# Left stranded!!



## KMKjr (Jan 9, 2009)

So it was an eventfull ride Friday night.

Ride was going fine until the return home. Hooked up with a guy and we let him follow us out (he was alone). Mna was he the slowest driver I've ever went with. I think I could have walked out faster (and as the story continues, you' know why). My buddy wanted to just leave him behind, but I insisted no, that's just not right.

I was in the rear so I could keep slow poke in front of me and broke an outer tie rod end. Was in a puddle so powered the Brute out and broken the LF tire off the bead, so I was f'ed now. No big deal, had one of my regular riding buddies with me, so we could tow it out or just get it in the morning.

He's where I get p!ssed. Waited for them to return for me, never came. Tryed calling him, texting, etc.... and cell phone went dead. Call the wife, she was sleeping and now phone won't work at all. Waited an hour, no a sound or person to be seen. Tried walking out, too dark (about 2AM). So I lit a fire, had a nap, waited for daylight and walked the 15-20 km's to my house.

Can you believe a guy would leave ya behind? What if I was hurt? Can't believe an experienced rider would break the cardinal rule of "nobody left behind".

He called me at 10AM the next day after he seen my text and several messages.
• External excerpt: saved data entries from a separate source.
PR #2119, opened 2023-05-30
IGNITE-19592 Implement ADD/DROP COLUMN DDL commands with using Catalog

AMashenkov:
https://issues.apache.org/jira/browse/IGNITE-19592

### DIFF
--- a/modules/catalog/src/main/java/org/apache/ignite/internal/catalog/CatalogServiceImpl.java
+++ b/modules/catalog/src/main/java/org/apache/ignite/internal/catalog/CatalogServiceImpl.java
@@ -275,8 +275,8 @@ public class CatalogServiceImpl extends Producer<CatalogEvent, CatalogEventParam
 
             Arrays.stream(schema.indexes())
                     .filter(index -> index.tableId() == table.id())
-                    .forEach(index -> index.columns().stream()
-                            .filter(col -> params.columns().contains(col))
+                    .forEach(index -> params.columns().stream()
+                            .filter(index::hasColumn)
                             .findAny()
                             .ifPresent(columnName -> {
                                 throw new IllegalArgumentException("Can't drop indexed column: columnName=" + columnName + ", indexName=" +
--- a/modules/catalog/src/main/java/org/apache/ignite/internal/catalog/CatalogServiceImpl.java
+++ b/modules/catalog/src/main/java/org/apache/ignite/internal/catalog/CatalogServiceImpl.java
@@ -65,9 +65,11 @@ import org.apache.ignite.internal.util.PendingComparableValuesTracker;
 import org.apache.ignite.lang.ColumnAlreadyExistsException;
 import org.apache.ignite.lang.ColumnNotFoundException;
 import org.apache.ignite.lang.ErrorGroups.Common;
+import org.apache.ignite.lang.ErrorGroups.Sql;
 import org.apache.ignite.lang.IgniteInternalException;
 import org.apache.ignite.lang.TableAlreadyExistsException;
 import org.apache.ignite.lang.TableNotFoundException;
+import org.apache.ignite.sql.SqlException;
 import org.jetbrains.annotations.Nullable;
 
 /**
@@ -269,7 +271,10 @@ public class CatalogServiceImpl extends Producer<CatalogEvent, CatalogEventParam
                     throw new ColumnNotFoundException(columnName);
                 }
                 if (table.isPrimaryKeyColumn(columnName)) {
-                    throw new IllegalArgumentException("Can't drop primary key column: column=" + columnName);
+                    throw new SqlException(
+                            Sql.DROP_IDX_COLUMN_CONSTRAINT_ERR,
+                            "Can't drop primary key column: column=" + columnName
+                    );
                 }
             }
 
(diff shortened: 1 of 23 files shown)


modules/catalog/src/main/java/org/apache/ignite/internal/catalog/CatalogServiceImpl.java
```diff
@@ -205,13 +215,84 @@ public CompletableFuture<Void> dropTable(DropTableParams params) {
...
+
+            if (table == null) {
+                throw new TableNotFoundException(schemaName, params.tableName());
+            }
+
+            List<TableColumnDescriptor> columnDescriptors = new ArrayList<>();
+
+            for (ColumnParams col : params.columns()) {
+                if (table.column(col.name()) != null) {
+                    throw new ColumnAlreadyExistsException(col.name());
```
xtern, line 237: - From the user's point of view, I would expect that for a table with an existing column "column1" the following command "ADD COLUMN IF NOT EXISTS (column1 int, column2 int)" will silently create 'column2'.
But as far as I understand the current behavior, we just ignore the exception. It seems to me that it's better to completely forbid 'IF NOT EXISTS' options for multiple columns if we can't support this (as was in previous PR).
- Why we need `ifColumnNotExists` field in `AlterTableAddColumnParams` if we don't use it?
- Also, current behavior for ADD COLUMN differs from DROP COLUMN, which seems strange to me.

I also don't quite understand - why we can't return an empty list here to prevent catalog version change?

modules/catalog/src/main/java/org/apache/ignite/internal/catalog/CatalogServiceImpl.java
```diff
@@ -205,13 +215,84 @@ public CompletableFuture<Void> dropTable(DropTableParams params) {
...
+                throw new TableNotFoundException(schemaName, params.tableName());
+            }
+
+            Arrays.stream(schema.indexes())
+                    .filter(index -> index.tableId() == table.id())
+                    .flatMap(index -> index.columns().stream())
+                    .filter(col -> params.columns().contains(col))
+                    .findAny()
+                    .ifPresent(columnName -> {
+                        throw new IllegalArgumentException("Can't drop indexed column: column=" + columnName);
```
xtern, line 275: It seems to me that in such a situation it would be interesting for a "simple user" :roll_eyes:  to know which index uses this column :thinking:

modules/catalog/src/main/java/org/apache/ignite/internal/catalog/CatalogServiceImpl.java
```diff
@@ -205,13 +215,84 @@ public CompletableFuture<Void> dropTable(DropTableParams params) {
...
+                    });
+
+            for (String columnName : params.columns()) {
+                if (table.column(columnName) == null) {
+                    throw new ColumnNotFoundException(columnName);
+                }
+                if (table.isPrimaryKeyColumn(columnName)) {
```
xtern, line 282: Since the primary key column is always indexed column - this condition will be hidden by the previous check. I suggest to move it upper.

modules/catalog/src/main/java/org/apache/ignite/internal/catalog/CatalogServiceImpl.java
```diff
@@ -205,13 +215,84 @@ public CompletableFuture<Void> dropTable(DropTableParams params) {
...
     }
 
     /** {@inheritDoc} */
     @Override
     public CompletableFuture<Void> dropColumn(AlterTableDropColumnParams params) {
-        return failedFuture(new UnsupportedOperationException("Not implemented yet."));
+        if (params.columns().isEmpty()) {
+            return completedFuture(null);
+        } else if (params.columns().size() > 1 && params.ifColumnExists()) {
+            return failedFuture(new UnsupportedOperationException("Clause 'IF NOT EXISTS' is not supported when adding multiple columns."));
```
xtern, line 255: current behavior for ADD COLUMN differs from DROP COLUMN, which seems strange to me. From my point of view it's better to keep the same for `ADD COLUMN` :roll_eyes:

modules/catalog/src/main/java/org/apache/ignite/internal/catalog/descriptors/IndexDescriptor.java
```diff
@@ -17,6 +17,8 @@
 
 package org.apache.ignite.internal.catalog.descriptors;
 
+import java.util.List;
```
korlov42, line 20: the same: index-related changes should be moved to IGNITE-19460

modules/catalog/src/main/java/org/apache/ignite/internal/catalog/CatalogServiceImpl.java
```diff
@@ -205,13 +215,83 @@ public CompletableFuture<Void> dropTable(DropTableParams params) {
...
+            if (table == null) {
+                throw new TableNotFoundException(schemaName, params.tableName());
+            }
+
+            for (String columnName : params.columns()) {
+                if (table.column(columnName) == null) {
+                    throw new ColumnNotFoundException(columnName);
+                }
+                if (table.isPrimaryKeyColumn(columnName)) {
+                    throw new IllegalArgumentException("Can't drop primary key column: column=" + columnName);
```
korlov42, line 272: let's throw IgniteInternalException instead of IllegalArgumentException

korlov42 (approved):

PR #2120, opened 2023-05-30
IGNITE-19053 Handle the case of changing the leader of the raft group when building the index

tkalkirill:
https://issues.apache.org/jira/browse/IGNITE-19053


modules/runner/src/integrationTest/java/org/apache/ignite/internal/sql/engine/ItBuildIndexTest.java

Tells me he got lost and had to use his GPS to get home. I know this is BS, cause when I walked out, I could see his tracks and not once did I see a stop or turn around. And this a trail we drive EVERY week, and you can't get lost.

Needless to say, I'm less one riding buddy.


----------



## Polaris425 (Dec 16, 2004)

ouch...


----------



## hondarecoveryman (Feb 28, 2009)

With friends like that who needs enemies! Glad it all worked out


----------



## muddy-one (Mar 3, 2009)

Man that sucks.


----------



## IBBruin (Feb 10, 2009)

Leaving a man behind, not much pisses me off more than that. I've almost come to blows over something very similar.


----------



## Yesterday (Jan 2, 2009)

i ride alone


----------



## MeanGreen198 (Apr 28, 2009)

Been in a similar situation man... sucks. glad you made it out ok


----------



## hondarecoveryman (Feb 28, 2009)

phIshy said:


> i ride alone


 One day you will regret that


----------



## KMKjr (Jan 9, 2009)

hondarecoveryman said:


> One day you will regret that


I second that!!


----------



## phreebsd (Dec 16, 2004)

man that guy was a **** face!


----------



## Yesterday (Jan 2, 2009)

burn his house down


----------



## hondarecoveryman (Feb 28, 2009)

Tell him you want to go camping ,when you get everything set up..... grab the key to his quad and haul *** and dont go back see how he likes it


----------



## KMKjr (Jan 9, 2009)

hondarecoveryman said:


> Tell him you want to go camping ,when you get everything set up..... grab the key to his quad and haul *** and dont go back see how he likes it


I wouldn't be that nice.


----------



## hondarecoveryman (Feb 28, 2009)

:haha::haha:


----------



## k5blazerboy (Mar 25, 2009)

wow, that is horrible


----------



## Metal Man (Dec 17, 2008)

Wow. That guy is a real douche. 

I can handle my self just fine in a situation like that and it sounds like you can too. Be the bigger man and brush it off since you made it out fine. But you can bet your last penny he would never ride with me again!!


----------



## beavel (Jan 8, 2009)

had an overnighter in a blizzard few years back when my sled ran out of gas. Not fun at all, glad you made it out ok KMK.


----------



## KMKjr (Jan 9, 2009)

beavel said:


> had an overnighter in a blizzard few years back when my sled ran out of gas. Not fun at all, glad you made it out ok KMK.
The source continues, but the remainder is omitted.